Investing in Funko POPS! With Steve Y. (Part 4 of 5)
Investing in Funko POPS! With Steve Y. (Part 4 of 5)
You may recall that we’ve featured this incredible Funko POP! collector before. Steve has used his savvy to turn his hobby into a full-blown business, buying and selling Funko POPS! on the Whatnot app or his website, www.collectorsdna.com.
We had the pleasure (for the second time) of chatting with Steve to learn his thoughts on investing in this fun collectible toy, plus his tips for newbie Funko investors.
Why did you choose to invest in Funko POPS?
STEVE: It started with a passion for POPS! As someone who was business-minded, I started selling some of the lower ones as a side hustle. I never took it too seriously because I wasn’t sure if this would be like Beanie Babies or if it would really take off. It wasn’t until I quit my job, couldn’t work, and was trading higher-end pops that I realized it was a solid investment.
How did you become knowledgeable about Funko POPS?
STEVE: When I started trading, I joined Facebook groups. Eventually, I created my own group, Funko Pop Grails Only, which focused only on high-end POPS! I started this group a year ago with 50 people and it grew to 9,000. Then, instead of trading, I just started buying stuff I knew I could sell right away for 20-30% more. I saw it as real estate flipping without such a high barrier to entry. I started looking on eBay and Facebook groups and found people who wanted to sell multiple items at a time for a discount. I got myself in a place where I was known to be a premium toy broker. I help people who don’t want to deal with fake pops or scammers. I cash them out and buy at an agreed upon discount. Today, many of the POPS! I obtain are already sold because I have people waiting on specific pops.
How do you ensure that your collection retains its value (storage, maintenance, etc.)?
STEVE: Keep the original packaging! The boxes must be in great condition, with no creases, rips, or stains. You can put a POP! into a hardstacks – an acrylic case like a fish tank – or a protector. Avoid direct sunlight, water damage, and dust.
When do/will you sell your collectibles? How do you determine the best time to sell?
STEVE: I never sell my collectibles because I have to; not everyone has the luxury of doing that. I would say if you really want to run this as a business, you can’t be a collector because collectors that are devoted tend to value those items too much or be afraid to let something go. The way I think about collectibles is that most of the stuff I find now, I sell right away. I never overpay. I’m a collector, but I’m opportunistic. Not everyone is like me.
[When it comes to selling], I have an idea of the popularity of each item and the value. It depends on the category, the rarity, and the box condition. It’s hard to move something with box issues since serious collectors tend to spend a bit more to buy one with a good box. Don’t invest in high-value pops with box issues!
Do you have any advice for someone who is ready to sell their collection?

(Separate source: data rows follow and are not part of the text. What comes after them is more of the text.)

PR #289, opened 2022-03-22
Accept PATs as CLI args

### LINKED ISSUE #4: Accept PAT's as cli args in addition to env vars
I did this as env vars to start because it's usually a more convenient way to pass around secrets, especially if you may be screen sharing while using the CLI. And you definately don't want secrets to be included in the generated script from the generate-script command.

For convenience though, an option to specify them directly as CLI args would be a nice addition.

ArinGhazarian:
Closes #4 

### Description

1. Refactored API factories in both `ado2gh` and `gei` projects to support passing in the PATs as args. 
2. For simplicity and ease of use, I unified the `Create` methods in API factories into a single one with `null` default values. 
3. In the `gh gei` project, I had to refactor the `migrate-repo` command in order to:
a) make it possible to have more than 16 command args. For more that 16 args we cannot use the `Func` invoke anymore and we need to switch to a container class that has all the command line args.  See [this](https://github.com/dotnet/command-line-api/issues/458) issue as reference.
b) simplify the method a bit to reduce the [cyclomatic complexity](https://docs.microsoft.com/en-us/dotnet/fundamentals/code-analysis/quality-rules/ca1502). I did the bare minimum and while I could go even further, I thought it would be better to do them in a separate `tech-debt` issue if need be.

### Sample command output
```
./ado2gh add-team-to-repo --github-org "org" --github-repo "repo" --team "team" --role "maintain" --github-pat "gh-pat"
[11:17 AM] [INFO] Adding team to repo...
[11:17 AM] [INFO] GITHUB ORG: org
[11:17 AM] [INFO] GITHUB REPO: repo
[11:17 AM] [INFO] TEAM: team
[11:17 AM] [INFO] ROLE: maintain
[11:17 AM] [INFO] GITHUB PAT: ***
[11:17 AM] [INFO] Successfully added team to repo
```

- [x] Issue linked

### DIFF
--- a/src/ado2gh/Commands/AddTeamToRepoCommand.cs
+++ b/src/ado2gh/Commands/AddTeamToRepoCommand.cs
@@ -36,6 +36,10 @@ namespace OctoshiftCLI.AdoToGithub.Commands
                 IsRequired = true,
                 Description = "The only valid values are: pull, push, admin, maintain, triage. For more details see https://docs.github.com/en/rest/reference/teams#add-or-update-team-repository-permissions, custom repository roles are not currently supported."
             };
+            var githubPat = new Option<string>("--github-pat")
+            {
+                IsRequired = false
+            };
             var verbose = new Option("--verbose")
             {
                 IsRequired = false
@@ -45,12 +49,13 @@ namespace OctoshiftCLI.AdoToGithub.Commands
             AddOption(githubRepo);
             AddOption(team);
             AddOption(role.FromAmong("pull", "push", "admin", "maintain", "triage"));
+            AddOption(githubPat);
             AddOption(verbose);
 
-            Handler = CommandHandler.Create<string, string, string, string, bool>(Invoke);
+            Handler = CommandHandler.Create<string, string, string, string, string, bool>(Invoke);
         }
 
-        public async Task Invoke(string githubOrg, string githubRepo, string team, string role, bool verbose = false)
+        public async Task Invoke(string githubOrg, string githubRepo, string team, string role, string githubPat = null, bool verbose = false)
         {
             _log.Verbose = verbose;
 
@@ -59,8 +64,12 @@ namespace OctoshiftCLI.AdoToGithub.Commands
             _log.LogInformation($"GITHUB REPO: {githubRepo}");
             _log.LogInformation($"TEAM: {team}");
             _log.LogInformation($"ROLE: {role}");
+            if (githubPat is not null)
+            {
+                _log.LogInformation("GITHUB PAT: ***");
+            }
 
-            await _githubApiFactory.Create().AddTeamToRepo(githubOrg, githubRepo, team, role);
+            await _githubApiFactory.Create(personalAccessToken: githubPat).AddTeamToRepo(githubOrg, githubRepo, team, role);
 
             _log.LogSuccess("Successfully added team to repo");
         }
--- a/src/ado2gh/Commands/AddTeamToRepoCommand.cs
+++ b/src/ado2gh/Commands/AddTeamToRepoCommand.cs
@@ -17,7 +17,7 @@ namespace OctoshiftCLI.AdoToGithub.Commands
 
             Description = "Adds a team to a repo with a specific role/permission";
             Description += Environment.NewLine;
-            Description += "Note: Expects GH_PAT env variable to be set.";
+            Description += "Note: Expects GH_PAT env variable or --github-pat option to be set.";
 
             var githubOrg = new Option<string>("--github-org")
             {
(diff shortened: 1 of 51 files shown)


src/ado2gh/GithubApiFactory.cs
```diff
@@ -15,15 +17,11 @@ public GithubApiFactory(OctoLogger octoLogger, HttpClient client, EnvironmentVar
...
-        {
-            return Create("https://api.github.com");
-        }
-
-        public virtual GithubApi Create(string apiUrl)
+        public virtual GithubApi Create(string apiUrl = null, string personalAccessToken = null)
         {
-            var githubPat = _environmentVariableProvider.GithubPersonalAccessToken();
-            var githubClient = new GithubClient(_octoLogger, _client, githubPat);
+            apiUrl ??= DEFAULT_API_URL;
```
iomekam, line 22: Cool, so this should allow us to eventually do GHES migrations?

src/gei/Commands/GenerateScriptCommand.cs
```diff
@@ -175,18 +195,17 @@ public GenerateScriptCommand(OctoLogger log, ISourceGithubApiFactory sourceGithu
             }
         }
 
-        private async Task<string> InvokeGithub(string githubSourceOrg, string githubTargetOrg, string ghesApiUrl, string azureStorageConnectionString, bool noSslVerify, bool sequential)
+        private async Task<string> InvokeGithub(string githubSourceOrg, string githubTargetOrg, string ghesApiUrl, string azureStorageConnectionString, bool noSslVerify, bool sequential, string githubSourcePat)
         {
-            var targetApiUrl = "https://api.github.com";
-            var repos = await GetGithubRepos(_sourceGithubApiFactory.Create(targetApiUrl), githubSourceOrg);
+            var repos = await GetGithubRepos(_sourceGithubApiFactory.Create(sourcePersonalAccessToken: githubSourcePat), githubSourceOrg);
```
iomekam, line 200: Why don't we need to pass in a url here anymore? Because the PAT has is enough information? I've seen this in other places as well, so this question is more of a general one.

iomekam (approved):
Changes look good. I left a few minor questions, but overall, this change looks to just be plumbing. I'm going to sign off, but just an fyi that I'm still learning the codebase.

src/ado2gh/GithubApiFactory.cs
ArinGhazarian: I guess it should be supported right now even 😃

src/ado2gh/Commands/AddTeamToRepoCommand.cs
```diff
@@ -36,6 +36,10 @@ public AddTeamToRepoCommand(OctoLogger log, GithubApiFactory githubApiFactory) :
                 IsRequired = true,
                 Description = "The only valid values are: pull, push, admin, maintain, triage. For more details see https://docs.github.com/en/rest/reference/teams#add-or-update-team-repository-permissions, custom repository roles are not currently supported."
             };
+            var githubPat = new Option<string>("--github-pat")
+            {
+                IsRequired = false
```
dylan-smith, line 41: we should update the description on the command and/or on this option to explain that the user can provide the PAT either as an arg or env var. We should do this for all the commands.

src/gei/Commands/MigrateRepoCommand.cs
```diff
@@ -103,6 +104,18 @@ public MigrateRepoCommand(OctoLogger log, ISourceGithubApiFactory sourceGithubAp
                 IsRequired = false,
                 Description = "Synchronously waits for the repo migration to finish."
             };
+            var githubSourcePat = new Option<string>("--github-source-pat")
+            {
+                IsRequired = false
+            };
+            var githubPat = new Option<string>("--github-pat")
```
dylan-smith, line 111: I'd suggest calling this --github-target-pat, the env var is GH_PAT because we wanted to be consistent across many commands with env var names. For in-line args that matters less, and would be more consistent with --github-source-org --github-target-org

dylan-smith (changes requested):
Once the descriptions and the one arg name are changed this'll be good to go

src/gei/Commands/MigrateRepoCommand.cs
ArinGhazarian: Addressed in e4c861708a7a68437149e65c058ee3825a020e0f

src/ado2gh/Commands/AddTeamToRepoCommand.cs
ArinGhazarian: addressed in 2209c660837f608ba28a10ce49fbc00dad93887f

dylan-smith (approved):
:shipit:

STEVE: When you sell a collection, there are a few people that buy them. The stores will give you 50% value. Then you have collectors like me who will still undercut you because they need to make money from it. So selling is a tricky question. How much time are you willing to invest in getting your money’s worth? The best way to do it is to sell in a Facebook group. If it’s low-end stuff, you can offer bundle discounts. That’s how to get the maximum expected value.
Ultimately, one-by-one selling is the best way [to maximize your earnings], if you have the time. [Choosing the right selling platform is also key.] Selling in a Facebook group avoids the fees you would have from platforms like PayPal, Mercari, or eBay. If you get bigger and more well-known, you can also apply to Whatnot to do live streaming.
You have to be interested because it’s not easy. You have to have that passion!
In your opinion, can investing in Funko POPS be relied upon as a primary source of investment income, or do you recommend that collectors have other investments in their portfolio?
STEVE: It’s pretty safe unless we get into a real depression. Any investment or asset fluctuates, and collectibles can be a riskier asset because they’re not a necessity. However, this also means the rewards can be very high. So, I would classify them as an asset you can invest in. If you tell me that you’re spending all your life savings on Funko POPS!, I would caution against that. But if you want to quit your job someday and start a collectibles business, I would say there’s merit. Just make sure you plan and have money put aside. Build a reputation and understand the market and risks.